Challenges of Relying on AI for News Reporting
Relying on artificial intelligence to relay news may not be the most reliable approach, particularly as highlighted in a recent BBC report. This study evaluated the capabilities of platforms such as OpenAI, Google Gemini, Microsoft Copilot, and Perplexity in disseminating news, revealing that approximately “51% of all AI-generated responses” exhibited “considerable inaccuracies.”
The analysis consisted of posing 100 news-related questions to each AI, utilizing BBC sources when possible. Experts in journalism then assessed the answers provided.
Among the various discrepancies noted, Gemini inaccurately claimed that the UK’s NHS (National Health Service) does not endorse vaping as a smoking cessation method (which it does). Additionally, both ChatGPT and Copilot misrepresented the statuses of politicians who had vacated their positions, suggesting they were still in office. More alarmingly, Perplexity mischaracterized a BBC article discussing Iran and Israel by misattributing opinions and perspectives to the writer and their sources that were not present in the original text.
Specifically regarding its own AI-generated content, the BBC reported that 19% of summaries produced by AI were factually incorrect, fabricating statements, figures, and dates. Furthermore, 13% of quoted material was either modified from its original context or entirely absent from the articles cited.
While inaccuracies were not evenly distributed among the AI tools, none demonstrated particularly commendable performance overall.
According to the BBC, “Microsoft’s Copilot and Google’s Gemini were found to have more substantial problems compared to OpenAI’s ChatGPT and Perplexity.” On the other hand, both Perplexity and ChatGPT encountered issues in over 40% of their responses.
In a blog post, BBC CEO Deborah Turness expressed strong concerns regarding the tested AI systems. She noted that while artificial intelligence holds “limitless potential,” the current applications are “risking significant dangers.”
Turness stated, “We exist in precarious times. How long will it be before a headline distorted by AI leads to real-world consequences?”
This report is not the BBC’s first critique of AI-generated news summaries; past investigations have arguably prompted Apple to discontinue its AI news summaries just last month.
Additionally, journalists have previously clashed with Perplexity over copyright issues, as accusations arose claiming that the tool bypassed paywalls, leading the New York Times to issue a cease-and-desist letter. The parent company of the New York Post and The Wall Street Journal has taken legal action further by suing Perplexity.

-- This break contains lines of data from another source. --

PR #2233, opened 2026-08-26
fix(db,runtime,mcp,comm): guard six read-modify-write paths with compare-and-swap

### LINKED ISSUE #1753: Read-modify-write full-row upserts lose concurrent updates across gtd, kg, and schedule paths
Several write paths use read-modify-write with a full-row upsert whose guard does not cover the fields being replaced, so a concurrent update to unrelated fields is silently overwritten from a stale snapshot. All read at `f74c5461f6737b831f143d2dfc953d71348fd73a`.

- **gtd lifecycle transitions** — `crates/khive-pack-gtd/src/handlers.rs:537` (and the same shape at `:597`): the transition helper reads the full properties object, computes a replacement, and issues a conditional UPDATE whose predicate checks only `json_extract(properties,'$.status')`. A concurrent property update that leaves status unchanged is overwritten by the stale full-property write.
- **generic note update** — `crates/khive-runtime/src/curation.rs:1250`: help describes properties as a merge patch, but the implementation reads the note, merges in memory, and upserts the complete note with no version or conditional-row predicate.
- **atomic entity/note update plans** — `crates/khive-runtime/src/atomic_prepare.rs:805-810`: the plan uses `entity_upsert_statement` (full-row INSERT OR REPLACE) guarded only by `AffectedRowGuard::exactly(1)`, which detects row count, not concurrent modification.
- **schedule finalization** — `crates/khive-mcp/src/pending_events.rs:1014-1063`: finalization replaces the complete `properties` value while its CAS guards only status and the firing token.

**Expected:** a snapshot/version predicate (or field-scoped UPDATE) so concurrent writers fail, merge, or retry visibly.
**Actual:** last-writer-wins over the whole row while each caller reports success.

ohdearquant:
Fixes #1753.

Six production read-modify-write paths read a row, computed a new value from that snapshot, and wrote it back unconditionally. A concurrent writer landing between the read and the write was silently overwritten: no error, no counter, no log. The loser of the race simply lost, and the surviving row looked normal.

Each of the six now goes through a compare-and-swap write. The pattern is the one already established by `replace_note_if_unchanged` (`crates/khive-db/src/stores/note.rs`): the update carries its snapshot's revision in the `WHERE` clause, so a writer whose snapshot has gone stale affects zero rows and finds out, instead of clobbering.

## What changed

Two new shared primitives, mirroring the existing note primitive:

- `replace_entity_if_unchanged`
- `replace_edge_if_unchanged`

Both express the write as `UPDATE ... WHERE id = ? AND updated_at = ? AND deleted_at IS ?` with a monotonic-timestamp condition, and report affected rows so the caller can distinguish "applied" from "someone else moved it".

Threaded through the six sites, each using the guard form appropriate to its layer:

| Site | Crate | Guard form |
|---|---|---|
| Channel heartbeat | `khive-pack-comm` | store primitive |
| Entity update | `khive-runtime` (curation) | store primitive |
| Non-symmetric edge update | `khive-runtime` (operations) | store primitive |
| Atomic entity update plan | `khive-runtime` (atomic_prepare) | guarded statement builder, with an affected-row guard that turns a stale zero-row result into a whole-unit failure |
| Atomic non-symmetric edge update plan | `khive-runtime` (atomic_prepare) | same |
| Schedule finalization | `khive-mcp` | conditional update pinned to the dispatch claim |

Schedule finalization is deliberately not a plain revision check. Its update matches on the claim itself — status, firing timestamp, and dispatch invocation id, with an optional exact-properties equality — and returns success only on exactly one affected row. Pinning the claim rather than the revision is the stronger condition for that path, because it also rejects a finalize from a superseded dispatch.

## Not in scope

`khive-pack-code`'s ingest sites share the same shape and are deferred to their own change; they are a different subsystem with a different concurrency story, and bundling them here would put two independently reviewable subjects in one PR.

No accepted contract changes. Every guard here is an application of an already-ratified mechanism to a new call site, not new policy.

## Tests

Each site has a regression that deterministically reproduces two writers proceeding from one revision and asserts the stale writer is refused rather than merged. The `atomic_prepare` tests additionally assert that a zero-row result fails the enclosing unit rather than passing silently, which is the arm that would otherwise turn a detected race back into a silent one.

The per-site regressions are whole-guard tests, and it is worth saying what that does and does not buy. They cannot attribute a failure to one condition of the guard: both racers take their replacement revision from a wall-clock read, and the fixture pins the two expected revisions equal without pinning the two replacement revisions, so removing the revision-equality condition alone leaves the outcome dependent on which clock read won. What they do establish is that with the revision-equality condition intact they cannot observe the monotonic-timestamp condition disappear at all. Mutating that condition on its own reddened nothing in the crate, so it had no regression coverage. An isolating fixture now covers it directly, supplying a correct snapshot revision and deletion marker so it is the only predicate that can refuse the write, and under that same mutation it is the single test that reddens.

### DIFF
--- a/crates/khive-db/src/stores/entity.rs
+++ b/crates/khive-db/src/stores/entity.rs
@@ -104,6 +104,73 @@ pub fn entity_upsert_statement(entity: &Entity) -> SqlStatement {
     }
 }
 
+/// Full-entity compare-and-swap update used after caller-side normalization
+/// was derived from a read snapshot. Unlike [`entity_upsert_statement`], this
+/// never inserts and cannot overwrite a row whose revision or deletion
+/// marker moved after the snapshot was read. The replacement revision must
+/// also be strictly greater than the persisted snapshot revision; equality
+/// is a refused CAS, never a successful write with an unchanged concurrency
+/// token. Mirrors `note_replace_if_unchanged_statement`
+/// (`crates/khive-db/src/stores/note.rs`).
+pub fn entity_replace_if_unchanged_statement(
+    entity: &Entity,
+    expected_updated_at: i64,
+    expected_deleted_at: Option<i64>,
+) -> SqlStatement {
+    let properties_str = entity
+        .properties
+        .as_ref()
+        .map(|v| serde_json::to_string(v).unwrap_or_default());
+    let tags_str = serde_json::to_string(&entity.tags).unwrap_or_else(|_| "[]".to_string());
+    SqlStatement {
+        sql: "UPDATE entities SET \
+                namespace = ?1, kind = ?2, entity_type = ?3, name = ?4, description = ?5, \
+                properties = ?6, tags = ?7, updated_at = ?8, deleted_at = ?9, \
+                merged_into = ?10, merge_event_id = ?11 \
+              WHERE id = ?12 AND updated_at = ?13 AND deleted_at IS ?14 \
+                AND ?8 > updated_at"
+            .to_string(),
+        params: vec![
+            SqlValue::Text(entity.namespace.clone()),
+            SqlValue::Text(entity.kind.clone()),
+            match &entity.entity_type {
+                Some(t) => SqlValue::Text(t.clone()),
+                None => SqlValue::Null,
+            },
+            SqlValue::Text(entity.name.clone()),
+            match &entity.description {
+                Some(d) => SqlValue::Text(d.clone()),
+                None => SqlValue::Null,
+            },
+            match properties_str {
+                Some(p) => SqlValue::Text(p),
+                None => SqlValue::Null,
+            },
+            SqlValue::Text(tags_str),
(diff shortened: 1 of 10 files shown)


ohdearquant:
Closing in favour of two narrower changes.

This branch bundled two independent fixes. Splitting them keeps each test
attributable to the defect it covers, which the combined branch could not do.

**Guarded entity and edge replacement** — including the tombstone-resurrection
case and its isolating fixtures — is now #2238.

**The `pending_events` finalizer fix** will follow as its own change once #2238
lands. This branch touched one of the three write paths that need it; the
replacement covers all three, with a test per path. Those tests are only
meaningful once #2238 is on `main`, because failing against that head is what
demonstrates each test is bound to its own path rather than to the guard work.

No commit from this branch is being carried forward as-is.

To carry out its evaluation, the BBC briefly relaxed constraints that barred AI from accessing its website content, though these restrictions have since been reinstated. Nonetheless, despite these obstacles and Turness’ pointed critiques, the BBC does not categorically reject AI.
“We wish for AI developers to acknowledge our concerns and collaborate with us,” the BBC’s study expresses. “Our aim is to understand how these organizations intend to address the problems we have highlighted and to engage in discussions about adopting the right long-term strategies to ensure the reliability and credibility of AI tools. We are open to partnering with them to achieve this objective.”